- _EXERCISE DESCRIPTION_
Exactly the lines starting at the line containing "PR #1051, opened 2026-09-17" and ending at the line containing "pulls MLX models" are to be written out from the listing below, both included.

- _DATA EXTRACT_
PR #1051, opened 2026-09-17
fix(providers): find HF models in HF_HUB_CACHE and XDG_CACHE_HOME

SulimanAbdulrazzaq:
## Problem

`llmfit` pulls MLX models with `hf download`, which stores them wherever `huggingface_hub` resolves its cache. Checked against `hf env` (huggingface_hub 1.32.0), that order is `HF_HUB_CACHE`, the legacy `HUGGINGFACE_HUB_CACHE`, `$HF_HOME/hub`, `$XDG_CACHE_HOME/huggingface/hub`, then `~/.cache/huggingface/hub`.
...
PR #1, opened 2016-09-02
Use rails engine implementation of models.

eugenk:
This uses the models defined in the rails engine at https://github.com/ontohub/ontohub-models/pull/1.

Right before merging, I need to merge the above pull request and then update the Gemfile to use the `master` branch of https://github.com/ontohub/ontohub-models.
--
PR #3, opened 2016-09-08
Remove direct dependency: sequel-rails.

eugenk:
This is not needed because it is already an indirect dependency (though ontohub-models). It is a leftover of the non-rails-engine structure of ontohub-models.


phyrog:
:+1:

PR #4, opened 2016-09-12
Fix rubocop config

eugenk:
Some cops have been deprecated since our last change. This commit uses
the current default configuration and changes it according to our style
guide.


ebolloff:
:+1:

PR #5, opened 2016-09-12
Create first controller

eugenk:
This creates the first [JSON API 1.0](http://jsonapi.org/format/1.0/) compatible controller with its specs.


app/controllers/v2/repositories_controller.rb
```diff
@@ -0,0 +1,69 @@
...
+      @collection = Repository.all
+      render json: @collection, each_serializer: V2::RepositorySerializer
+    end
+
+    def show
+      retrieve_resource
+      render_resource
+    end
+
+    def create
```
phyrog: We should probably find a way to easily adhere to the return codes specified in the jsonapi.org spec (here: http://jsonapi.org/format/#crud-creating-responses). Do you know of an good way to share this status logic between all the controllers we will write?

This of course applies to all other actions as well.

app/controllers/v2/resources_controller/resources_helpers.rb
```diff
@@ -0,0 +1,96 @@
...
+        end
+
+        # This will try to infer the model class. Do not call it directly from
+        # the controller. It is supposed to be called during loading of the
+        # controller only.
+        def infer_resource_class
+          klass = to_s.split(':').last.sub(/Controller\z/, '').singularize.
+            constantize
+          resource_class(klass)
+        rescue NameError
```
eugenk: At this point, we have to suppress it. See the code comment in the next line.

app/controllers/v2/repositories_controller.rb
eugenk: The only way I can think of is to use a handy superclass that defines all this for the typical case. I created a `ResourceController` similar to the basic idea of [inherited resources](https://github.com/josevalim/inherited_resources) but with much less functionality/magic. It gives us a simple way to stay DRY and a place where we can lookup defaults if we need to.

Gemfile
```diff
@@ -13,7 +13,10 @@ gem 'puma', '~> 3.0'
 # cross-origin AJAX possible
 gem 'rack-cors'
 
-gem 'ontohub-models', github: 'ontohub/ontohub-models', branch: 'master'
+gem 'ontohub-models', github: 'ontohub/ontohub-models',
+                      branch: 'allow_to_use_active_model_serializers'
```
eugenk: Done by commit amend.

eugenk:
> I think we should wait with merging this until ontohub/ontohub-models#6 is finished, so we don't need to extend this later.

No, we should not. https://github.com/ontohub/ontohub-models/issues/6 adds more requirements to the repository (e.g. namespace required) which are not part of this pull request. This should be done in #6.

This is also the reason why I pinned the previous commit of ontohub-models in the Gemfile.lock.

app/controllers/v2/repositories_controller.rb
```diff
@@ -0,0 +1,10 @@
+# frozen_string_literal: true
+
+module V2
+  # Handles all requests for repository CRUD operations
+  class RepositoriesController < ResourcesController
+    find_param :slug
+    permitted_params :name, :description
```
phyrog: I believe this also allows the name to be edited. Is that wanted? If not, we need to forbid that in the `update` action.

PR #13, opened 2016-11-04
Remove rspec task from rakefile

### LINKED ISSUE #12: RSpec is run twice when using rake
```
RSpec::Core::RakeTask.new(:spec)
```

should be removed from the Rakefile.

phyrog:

- _TASK OUTPUT_
PR #1051, opened 2026-09-17
fix(providers): find HF models in HF_HUB_CACHE and XDG_CACHE_HOME

SulimanAbdulrazzaq:
## Problem

`llmfit` pulls MLX models with `hf download`, which stores them wherever `huggingface_hub` resolves its cache. Checked against `hf env` (huggingface_hub 1.32.0), that order is `HF_HUB_CACHE`, the legacy `HUGGINGFACE_HUB_CACHE`, `$HF_HOME/hub`, `$XDG_CACHE_HOME/huggingface/hub`, then `~/.cache/huggingface/hub`.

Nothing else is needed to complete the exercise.